How likely is it that the absolute value of a random variable $X$ will be greater than some specific value, say, $a$? The Russian mathematician Andrey Andreyevich Markov proved a simple, yet nice, result which enables us to answer the above question.

Markov’s Inequality states that if $X$ is a random variable with mean $\mu$, and $a>0$ is a positive number, then

$Pr[|X| \geq a] \leq \frac{|\mu|}{a}$

Proof

Let $I$ be an indicator variable such that

$I = \left\{\begin{array}{cc}1 & \text{if } |X| \geq a \\ 0 & \text{otherwise}\end{array}\right.$

If we take $n$ samples from $X$, namely $X_1, X_2, \cdots, X_n$, some of them will be $\geq a$ and the rest will be $< a$. Let $I_1, I_2,\cdots, I_n$ be the value of $I$ for the event $X=X_i, 1\leq i\leq n$. Therefore,

$\begin{array}{ccl}\sum_{i=1}^{n}{I_i}&=&0\times \text{Number of cases where }I_i=0\\&&+1\times \text{Number of cases where } I_i=1\\&=&\text{Number of cases where } I_i=1\end{array}$

and the expected value of $I$ will be

$\begin{array}{ccl} E[I] & = & \frac{\sum_{i=1}^n{I_i}}{n}\\ & = & \frac{\text{Number of cases where } I_i=1}{n}\\ & = & \Pr\left[|X| \geq a\right]\end{array}$.

Now, looking at $I$, we can make the following observations:

• If $|X| \geq a$, then $I = 1$ and thus $aI = a \leq |X|$
• If $|X| < a$, then $I = 0$ and thus $aI = 0 \leq |X|$

Therefore, we have

$aI \leq |X|$

Taking the expectation at both sides, we have

$\begin{array}{cl} & E[aI] \leq E[|X|]\\\implies & aE[I] \leq |\mu|\\\implies & a\Pr\left[|X| \geq a\right] \leq |\mu|\\\implies &\Pr\left[|X| \geq a\right] \leq \frac{|\mu|}{a}\end{array}$

Proved $\square$

What is the use?

We can use this inequality to derive an upper bound to a random variable.

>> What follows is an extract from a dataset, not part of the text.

PR #10466, opened 2025-09-15
feat: duplicate detected story

Zangetsu101:
## Description

Interaction tests for the duplicate detected action in the EventHistory.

For example, suppose that Lionel Messi scores 1 goal in every two matches he plays, on average. (Therefore, he scores 0.5 goals per match, on average). Today he is playing against your team, and you hope that he does not score many goals. You ask: what is the probability that he will not score a hat-trick today? Using Markov’s inequality, we can say, the probability that he scores $\geq$ 3 goals today is at most

$\frac{0.5}{3} = \frac{1}{6} \approx 0.16$.

Therefore, there is close to 84% chance that he will not score three goals today.

Markov’s inequality, while simple, gives rather loose bound. A much tighter bound can be found using Chebyshev’s inequality if we know the variance of $X$ in addition to its mean.